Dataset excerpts

PR #257, opened 2024-02-19
Fusion: allow fusion of a single parallel_reduce with a sequence of parallel_fors 

NaderAlAwar:
This PR enables fusion of a single parallel_reduce that with a sequence of parallel_fors that it follows.

### DIFF
--- a/pykokkos/core/fusion/fuse.py
+++ b/pykokkos/core/fusion/fuse.py
@@ -7,19 +7,27 @@ from .util import DeclarationsVisitor, VariableRenamer
 
 def fuse_workunit_kwargs_and_params(
     workunit_trees: List[ast.AST],
-    kwargs: Dict[str, Any]
+    kwargs: Dict[str, Any],
+    operation: str
 ) -> Tuple[Dict[str, Any], List[ast.arg]]:
     """
     Fuse the parameters and runtime arguments of a list of workunits and rename them as necessary
 
     :param workunits_trees: the list of workunit trees (ASTs) being merged
     :param kwargs: the keyword arguments passed to the call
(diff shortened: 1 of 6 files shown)


pykokkos/core/fusion/fuse.py
```diff
@@ -7,20 +7,28 @@
...
-    kwargs: Dict[str, Any]
+    kwargs: Dict[str, Any],
+    operation: str
 ) -> Tuple[Dict[str, Any], List[ast.arg]]:
     """
     Fuse the parameters and runtime arguments of a list of workunits and rename them as necessary
 
     :param workunits_trees: the list of workunit trees (ASTs) being merged
     :param kwargs: the keyword arguments passed to the call
+    :param operation: they type of parallel operation ("parallel_for", "parallel_reduce", or "parallel_scan")
```
gliga, line 18: they?

pykokkos/core/fusion/fuse.py
```diff
@@ -7,20 +7,28 @@
...
     :returns: a tuple of the fused kwargs and the combined inspected parameters
     """
 
+    if operation == "parallel_scan":
```
gliga, line 22: would be nice to put supported operations in an enum or just constants

pykokkos/interface/views.py
```diff
@@ -140,6 +140,9 @@ def __setitem__(self, key: Union[int, TeamMember], value: Union[int, float]) ->
         :param value: the new value at the index.
         """
 
+        if "PK_FUSION" in os.environ:
```
gliga, line 143: I love env variables

gliga (commented):
LG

Problem details
Each record shown above is to be given again exactly.

Task response
PR #257, opened 2024-02-19
Fusion: allow fusion of a single parallel_reduce with a sequence of parallel_fors 

NaderAlAwar:
This PR enables fusion of a single parallel_reduce that with a sequence of parallel_fors that it follows.

### DIFF
--- a/pykokkos/core/fusion/fuse.py
+++ b/pykokkos/core/fusion/fuse.py
@@ -7,19 +7,27 @@ from .util import DeclarationsVisitor, VariableRenamer
 
 def fuse_workunit_kwargs_and_params(
     workunit_trees: List[ast.AST],
-    kwargs: Dict[str, Any]
+    kwargs: Dict[str, Any],
+    operation: str
 ) -> Tuple[Dict[str, Any], List[ast.arg]]:
     """
     Fuse the parameters and runtime arguments of a list of workunits and rename them as necessary
 
     :param workunits_trees: the list of workunit trees (ASTs) being merged
     :param kwargs: the keyword arguments passed to the call
(diff shortened: 1 of 6 files shown)


pykokkos/core/fusion/fuse.py
```diff
@@ -7,20 +7,28 @@
...
-    kwargs: Dict[str, Any]
+    kwargs: Dict[str, Any],
+    operation: str
 ) -> Tuple[Dict[str, Any], List[ast.arg]]:
     """
     Fuse the parameters and runtime arguments of a list of workunits and rename them as necessary
 
     :param workunits_trees: the list of workunit trees (ASTs) being merged
     :param kwargs: the keyword arguments passed to the call
+    :param operation: they type of parallel operation ("parallel_for", "parallel_reduce", or "parallel_scan")
```
gliga, line 18: they?

pykokkos/core/fusion/fuse.py
```diff
@@ -7,20 +7,28 @@
...
     :returns: a tuple of the fused kwargs and the combined inspected parameters
     """
 
+    if operation == "parallel_scan":
```
gliga, line 22: would be nice to put supported operations in an enum or just constants

pykokkos/interface/views.py
```diff
@@ -140,6 +140,9 @@ def __setitem__(self, key: Union[int, TeamMember], value: Union[int, float]) ->
         :param value: the new value at the index.
         """
 
+        if "PK_FUSION" in os.environ:
```
gliga, line 143: I love env variables

gliga (commented):
LG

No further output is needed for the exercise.